Abstract:
A document scanner with automatic dust avoidance includes an automated document feeder; a transparent plate; an illumination source for illuminating the document through the transparent plate; at least one mirror for reflecting light reflected from the document; at least one sensor for imaging light from the at least one mirror; a microprocessor for determining the presence of dust on the transparent plate; and a motor for tilting the at least one mirror when dust is detected on the transparent plate.

Description:
FIELD OF THE INVENTION 
       [0001]    The invention concerns improvements to a document scanner to eliminate image artifacts caused by the collection of dust or damage in the optical path. More particularly, the invention concerns such scanners in which documents are automatically fed past one or more stationary imagers comprising a sensor, lens, and mirrors. 
       BACKGROUND OF THE INVENTION 
       [0002]    Sheet fed scanners have become a popular computing accessory both in the home and the office. With respect to sheet fed scanners, an image forming subsystem, such as a camera, typically a charged couple device (CCD) and a lens in combination with an illumination source, sits in a stationary position and scans an image as a sheet of paper is moved past the camera, through a narrow transport path, by a paper transport mechanism. Individual raster lines are imaged by the camera and then pieced together to create a two-dimensional (2D) image representation of the original document. The camera is basically imaging one sliver of the document many times as the document is moved past the camera. The paper motion supplies one dimension of the document image, while the width is supplied by the camera. The in-paper travel direction and the width of the document are determined by the optics magnification and the dimensions of the CCD within the image forming subsystem. 
         [0003]    In some cases, the shape of the sheet fed scanners paper path is semi-circular. For example, some scanners have a semi-circular paper path wherein sheets can be fed from a tray on top and exit beneath, or vice versa. In other cases, the paper path is “straight through.” In some cases, the scanner has two cameras, one for imaging the front side of the sheet or document, the other for imaging the rear side of the sheet or document. 

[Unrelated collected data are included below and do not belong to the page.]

PR #3789, opened 2019-04-18
Waterfall connector.line.width react bug in mode between

### LINKED ISSUE #3787: Waterfalls reacting weirdly for connector line thickness
The following CodePen emulates the `react()` calls that the RCE emits: https://codepen.io/nicolaskruchten/pen/vMdPNp?editors=0010 ... basically it mutates the figure and returns it with the identity of the `data` array changed, in order to trigger the `react()` logic. This works everywhere except `connector.line.width` in waterfalls for some reason ...

archmoj:
Fixes #3787.
[Codepen After](https://codepen.io/MojtabaSamimi/pen/ROMbwr?editors=0010).

@plotly/plotly_js 
cc: @nicolaskruchten

### DIFF
--- a/src/traces/waterfall/attributes.js
+++ b/src/traces/waterfall/attributes.js
@@ -96,7 +96,9 @@ module.exports = {
     connector: {
         line: {
             color: extendFlat({}, lineAttrs.color, {dflt: Color.defaultLine}),
-            width: lineAttrs.width,
+            width: extendFlat({}, lineAttrs.width, {
+                editType: 'plot', // i.e. to adjust bars is mode: 'between'. See https://github.com/plotly/plotly.js/issues/3787
+            }),
             dash: lineAttrs.dash,
             editType: 'plot'
         },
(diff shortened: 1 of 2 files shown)


src/traces/waterfall/attributes.js
```diff
@@ -96,7 +96,9 @@ module.exports = {
     connector: {
         line: {
             color: extendFlat({}, lineAttrs.color, {dflt: Color.defaultLine}),
-            width: lineAttrs.width,
+            width: extendFlat({}, lineAttrs.width, {
```
nicolaskruchten: does a similar fix need to be applied anywhere else in this trace? I haven't rigorously tested each attr, I just happened to test this one a lot due to our conversations around the line extensions etc :)

etpinard:
Ha, Good catch from this block:

https://github.com/plotly/plotly.js/blob/4f7592e2ba7a64bd07e4ba5ce1ee4f1fdcf05940/src/traces/bar/plot.js#L41-L45

which can't be transferred to `waterfal/style.js`.

------------

Nicely done :dancer:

         [0004]    A portion of the transport path is made of a transparent material, such as glass or plastic, so that an illumination source can illuminate the documents and so that the cameras can capture images of the documents. Dust can build up on the transparent surface, which can cause artifacts in the captured image of the document. For example, as the document is moved past the transparent surface, if there is a dust particle on the transparent surface, it may be imaged by the CCD. If the dust particle remains on the transparent surface for the full duration of scanning a document, the captured image will have a streak in the image at the location of the dust particle. 

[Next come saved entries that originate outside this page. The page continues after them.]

PR #3790, opened 2019-04-18
Implementation of textinfo for waterfall traces

archmoj:
Addressing #3777 for `waterfall`.
A similar code could be useful for bar-like `funnel` traces.
[codepen](https://codepen.io/MojtabaSamimi/pen/xeWxbO?editors=0010).

@plotly/plotly_js 
cc: @nicolaskruchten


src/traces/bar/plot.js
```diff
@@ -475,12 +476,51 @@ function getTransform(textX, textY, targetX, targetY, scale, rotate) {
...
+    }
+    if(hasFlag('initial')) {
+        thisText.push(pieHelpers.formatPieValue(initial, separators));
+    }
+    if(hasFlag('text')) {
+        var tx = Lib.castOption(trace, cdi.i, 'text');
+        if(tx) thisText.push(tx);
+    }
+
+    return thisText.join('<br>'); // TODO: ' | ' may be a better dividor for bar
```
etpinard: Yep, it might be better to have `.join(' | ')` for horizontal waterfalls. But since I think most users will set only one `textinfo` flag, I doubt it's worth adding magic here.

src/traces/waterfall/attributes.js
```diff
@@ -76,6 +77,15 @@ module.exports = {
     hovertext: barAttrs.hovertext,
     hovertemplate: barAttrs.hovertemplate,
 
+    // labels (legend is handled by plots.attributes.showlegend and layout.hiddenlabels)
```
etpinard: I think you can :zap: this comment.

src/traces/waterfall/attributes.js
```diff
@@ -76,6 +77,15 @@ module.exports = {
...
+    textinfo: extendFlat({}, pieAtts.textinfo, {
+        editType: 'plot',
+        flags: ['text', 'delta', 'initial', 'final'],
```
etpinard: I think these flags are :ok_hand: 

We could maybe add `label`, but it might awkward as for `waterfall` it doesn't match a `labels` data array like for pie and sunburst traces. Maybe adding plain `'x'` and `'y'` flags would be best.

src/traces/bar/plot.js
```diff
@@ -469,12 +470,57 @@ function getTransform(textX, textY, targetX, targetY, scale, rotate) {
...
+        var tx = Lib.castOption(trace, cdi.i, 'text');
+        if(tx) text.push(tx);
+    }
+
+    if(trace.type === 'waterfall') {
+        var delta = +cdi.rawS || cdi.s;
+        var final = cdi.v;
+        var initial = final - delta;
+
+        if(hasFlag('initial')) text.push(pieHelpers.formatPieValue(initial, separators));
```
etpinard: Try using `Axes.tickText`

cc https://github.com/plotly/plotly.js/compare/fix3777-textinfo-waterfall-fin...funnel-new-proto#commitcomment-33323818

src/traces/bar/plot.js
```diff
@@ -469,12 +471,64 @@ function getTransform(textX, textY, targetX, targetY, scale, rotate) {
...
 }
 
-function getText(trace, index) {
-    var value = helpers.getValue(trace.text, index);
+function getText(calcTrace, index, xa, ya) {
+    var trace = calcTrace[0].trace;
+
+    var value;
+    if(!trace.textinfo || trace.textinfo === 'none') {
+        value = helpers.getValue(trace.text, index);
```
etpinard: Hmm. `textinfo: 'none'` should mean no on-graph text even if `text` is set. In fact, `textinfo: 'none'` is essentially equivalent to `textposition: 'none'`, perhaps we don't need it.

src/traces/waterfall/defaults.js
```diff
@@ -45,6 +45,8 @@ function supplyDefaults(traceIn, traceOut, defaultColor, layout) {
     coerce('width');
 
     coerce('text');
+    coerce('textinfo');
```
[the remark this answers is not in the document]
archmoj: Done in https://github.com/plotly/plotly.js/pull/3790/commits/bed68427ea138dfb004500581a39350a6eec041b.

src/traces/bar/plot.js
archmoj: Fixed in https://github.com/plotly/plotly.js/pull/3790/commits/bed68427ea138dfb004500581a39350a6eec041b.

etpinard: Please add jasmine test.

etpinard: Thanks!

test/image/mocks/waterfall_profit-loss_2018vs2019_textinfo_base.json
```diff
@@ -0,0 +1,157 @@
...
+    "layout": {
+        "title": {
+            "text": "Profit and loss statement 2018 vs 2019<br>waterfall chart"
+        },
+        "yaxis": {
+            "type": "category",
+            "autorange": "reversed"
+        },
+        "xaxis": {
+            "type": "linear"
```
etpinard: Can you try adding `ticksuffix` and `tickprefix` to these axes to see if things work as planned?

archmoj: Good call.
Done in the `funnel` PR https://github.com/plotly/plotly.js/pull/3817/commits/6a3a13c6f20348a5637eaa87a81d07eb28125145.

archmoj:
> What does `pie` do in this case?

Good question. No new lines when there is empty text.

archmoj:
> What does `pie` do in this case?

Good question. `Pie` does not leave a blank line when text is empty.

etpinard:
:dancer: nice job!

         [0005]    U.S. Pat. No. 7,058,236 describes an attempt to solve this problem by moving the illumination system and one or more camera mirrors behind the transparent plate. If dust is detected, the illumination and mirrors are repositioned behind the transparent plate to avoid imaging the document through the dust. A disadvantage of this method is that it requires relatively large motors and complex linear slide mechanisms to independently move these components. Also, power cables for the illumination must be made flexible and carefully routed to prevent damage from repeated movement. 
         [0006]    In another prior art example, the camera is comprised of a contact image sensor (CIS) that is movable behind the transparent surface. If dust is detected, the CIS is repositioned behind the transparent plate to avoid imaging the document through the dust. A disadvantage of this method is that the CIS includes the sensor and its circuit board as well as the entire illumination system. This requires relatively large motors and a complex linear slide mechanism to move these components. Also, power and data wires for the sensor and illumination must be made flexible and carefully routed to prevent damage from repeated movement. 
         [0007]    A simple and inexpensive dust avoidance mechanism is desired that works in a scanner having stationary imagers comprising a sensor, lens and mirrors. 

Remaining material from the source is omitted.